Wednesday, November 11, 2009

Gratitude on Veterans' Day


Today I am thinking about all the amazingly wonderful men and women who have made sacrifices for all of us so that we can live in a land of freedom. Lately we have been seeing some amazing movies about WW2 and I'd like to recommend one to you. It is called I Am David. It is a family appropriate film and very enlightening and uplifting.

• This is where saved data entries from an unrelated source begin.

PR #1082, opened 2023-11-09
Make Gloss Detail panels clickable across heading

susanodd:
as is done for Search Panels. Removed excess divs. Problems with Django if-else-endif mismatches so some minor adjustments.

### DIFF
--- a/signbank/dictionary/templates/dictionary/gloss_detail.html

Most of us as Americans have no idea what lack of freedom would be like. I pray we never have to know but we do need to remember and thank and feel gratitude for those who have protected what we have. It goes without saying that we are thankful for those who have paid the ultimate price.

Arlington

I am thankful that my father served in WW2, and all of my uncles including Uncle Tom an honorary uncle whom we love dearly. I am thankful they came home with their hearts, heads and bodies intact, after going through some pretty horrific stuff. I am thankful for the women, my mom included, who served in countless ways here in every capacity imaginable, to keep this country going and to support the service people from our home land. I am thankful for our daughter who is doing it now!

We are so proud of our military family serving in Italy. Robert is just one amazing man in every way and we pray he will always be safe and never in harm's way during his career.

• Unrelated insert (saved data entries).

Issue #659, opened 2020-06-18
Review and revise the process of saving info when deleting a gloss or media.


vanlummelhuizen:
The code below may need some revision because of the use of LemmaIDGlossTranslation and AnnotationIDGlossTranslation. 

https://github.com/Signbank/Global-signbank/blob/853bc4f736b2143097109b0414461c1da12e0461/signbank/dictionary/models.py#L1788-L1810

susanodd:
@vanlummelhuizen are you working on this issue? If not, I will work on it.

This one is also related to #440. That has evolved into Other media paths and filenames.

vanlummelhuizen:
@susanodd I am not working on this issue so please do. I think the main thing is that idgloss and annotation_idgloss have a many-to-one relationship with Gloss while the code above only takes a default one.

susanodd:
Hmmm. What is the intention of the DeletedGlossOrMedia history?
It would seem the Dataset would also be useful?
The code that creates objects of this model is:
https://github.com/Signbank/Global-signbank/blob/d218da656e6a7d02dd547a227efc6f4c90c637aa/signbank/dictionary/views.py#L2145
https://github.com/Signbank/Global-signbank/blob/d218da656e6a7d02dd547a227efc6f4c90c637aa/signbank/dictionary/models.py#L1871
https://github.com/Signbank/Global-signbank/blob/d218da656e6a7d02dd547a227efc6f4c90c637aa/signbank/video/views.py#L71

But the actual image or gloss gets deleted. The video gets copied to a .bak file or overwritten.

A deleted gloss cannot be restored from a DeletedGlossOrMedia object. There is no information about phonology, etc.
It would need to be restored using a backup database or an exported csv as well.

vanlummelhuizen:
> do I need to add a migration?

@susanodd Yes, I believe changing the choices argument in a model field entails making a new migration. @Woseseltops and I decide to hold of new migrations until the whole FieldChoice revision is merged with master. So, if possible, do not make any migrations.

> A deleted gloss cannot be restored from a DeletedGlossOrMedia object. There is no information about phonology, etc.
> It would need to be restored using a backup database or an exported csv as well.

I believe that DeletedGlossOrMedia is not meant for undoing deletion, but just for having some info about what was deleted. Perhaps @ocrasborn can say something about this?

susanodd:
I added an admin class DeletedGlossOrMediaAdmin to be able to browse things that have been deleted.
[...]

Issue #127, opened 2016-02-18
Show warning when deleting a gloss that is referenced elsewhere


ocrasborn:
places to check for references: 
- In all the tables in the Morphology panel
- In the table in the Relations to Other Signs panel

susanodd:
NOTE TO SELF
Bump up to relevant.
Elsewhere has expanded.

susanodd:
Here's what this looks like for a totally nonsensical sign in dataset tstMH:

![delete-sign-modal](https://github.com/Signbank/Global-signbank/assets/24272544/72f004c9-8e13-47ce-bf64-9343d7fd0f76)

susanodd:
And again with the interface language NL:

![delete-sign-modal-NL](https://github.com/Signbank/Global-signbank/assets/24272544/674323bd-91e3-49de-8577-c2f1154d98c9)

susanodd:
Here are the latest screenshots.
This shows the setting GUARDED_GLOSS_DELETE turned ON (delete does not happen if the gloss is related to other glosses. (The default is OFF so the gloss is deleted. In that case the user is redirected to the Gloss List View.)

![verwijder-stekker-B](https://github.com/Signbank/Global-signbank/assets/24272544/511c6b11-b30e-47c7-9eee-168cc354f380)

![verwijder-stekker-guarded-gloss-delete-message](https://github.com/Signbank/Global-signbank/assets/24272544/2d229cf6-ec4d-43ee-9729-9a1b0ae22a90)

susanodd:
@ocrasborn can you have a look and see if this looks all right?

susanodd:
This is live now.

susanodd:
I did the same for the Morpheme Delete button

susanodd:
Show this information to the new API command (#1210 )

ocrasborn:
Looks good @susanodd !

susanodd:
Glosses are archived now.

PR #1083, opened 2023-11-13
Show warning on delete sign in gloss edit view if references other glosses

susanodd:
Information has been added to the modal for Delete this sign.

At the moment, I commented out the actual gloss.delete() in update.py
Do we want to prevent the user from deleting the gloss if it's related to other objects?

### DIFF
--- a/signbank/dictionary/admin.py
+++ b/signbank/dictionary/admin.py
@@ -691,6 +691,19 @@ class GlossRevisionAdmin(VersionAdmin):
         return self.list_display_links
 
 
+class DeletedGlossOrMediaAdmin(admin.ModelAdmin):
+    model = DeletedGlossOrMedia
+
+    list_display = ['item_type', 'idgloss', 'annotation_idgloss', 'old_pk', 'filename', 'deletion_date']
+    readonly_fields = ['item_type', 'idgloss', 'annotation_idgloss', 'old_pk', 'filename', 'deletion_date']
+
+    def has_add_permission(self, request):
+        return False
+
+    def has_delete_permission(self, request, obj=None):
+        return False
+
+
 class RegistrationProfileAdmin(admin.ModelAdmin):
     list_display = ('__str__', 'activation_key_expired', )
     search_fields = ('user__username', 'user__first_name', )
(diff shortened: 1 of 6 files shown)


susanodd:
I'm still working on this one. Trying to condense the code now.

susanodd:
This one is finished now. The delete is turned back on. If you try it on real data that has no related objects, it will actually delete the gloss. (I did this on my local database and deleted something I didn't want to delete. Then typed it all in from the one on Global. Really annoying. But it works.)

susanodd:
You may want to try this out on your local server to see how it works.
Only the tstMH dataset has sufficient (nonsense) relations between glosses and morphology filled in to test it.

susanodd:
This may need to be synced with #659.
(Although totally different issue. I'm afraid to delete signs, so I haven't investigated what happens when they actually are deleted.
This merge request merely does what issue #127 wishes.

susanodd:
Now that we have the query parameters implemented, it would be possible to store the phonology in the DeletedGlossOrMedia info. (It's really annoying if you delete a gloss you didn't mean to.)

susanodd:
I added screenshots to the issue #127.

susanodd:
I added an Admin class for DeletedGlossOrMediaAdmin so it's possible to browse them in the admin.
(No add or delete permissions.)

vanlummelhuizen:
> At the moment, I commented out the actual gloss.delete() in update.py
> Do we want to prevent the user from deleting the gloss if it's related to other objects?

#127 only talks about warning before deleting, not preventing deletion. So, I think you should uncomment the  `gloss.delete()` line.

susanodd:
> > At the moment, I commented out the actual gloss.delete() in update.py
> > Do we want to prevent the user from deleting the gloss if it's related to other objects?
> 
> #127 only talks about warning before deleting, not preventing deletion. So, I think you should uncomment the `gloss.delete()` line.

It's possible to delete now.
There is an if that checks though.

Do we need to physically remove the things it's related to? (For relations I think this is the case because other code explicitly removes things.)

(I don't know.)

vanlummelhuizen:
My rule of thumb: If something is removed, the relations it had are also removed. But the things it was related to, are NOT removed.

susanodd:
Okay. I'll put the button back, but as a danger button.
And I'll add a settings GUARDED_GLOSS_DELETE set to False as default.

susanodd:
This one is ready. I revised the layout and text of the delete modal. Screenshots in the issue.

Here he is being sworn in to his new
rank during the promotion ceremony.

Behind most successful men is a wife and family
that loves and supports them
even
in the hard things!

I ran across this video and had to share it with you. Not just men and women are paying a price for our freedom but little kids as well. I, for one, am so grateful for them all. Thank you Dad, Robert, Uncle Tom and all the rest of you! With all the problems we have in this country, we still need to remember we have freedom above all else. And it is never FREE!

Monday, November 9, 2009

The Light Switch Keeper

I have been thinking a lot lately about the light that Christ is or can be in our lives. I love the analogy of righteousness, goodness and light being like the Son of God and the darkness being likened to bad things, wickedness and evil~all the things that lead us away from righteous living. In fact, for me it is far more than an analogy it is a startling reality. I love that the sun and the Son provide us with all that we need to sustain life, here in mortality and in the eternities. I love that we have our agency to choose between light and darkness in every situation.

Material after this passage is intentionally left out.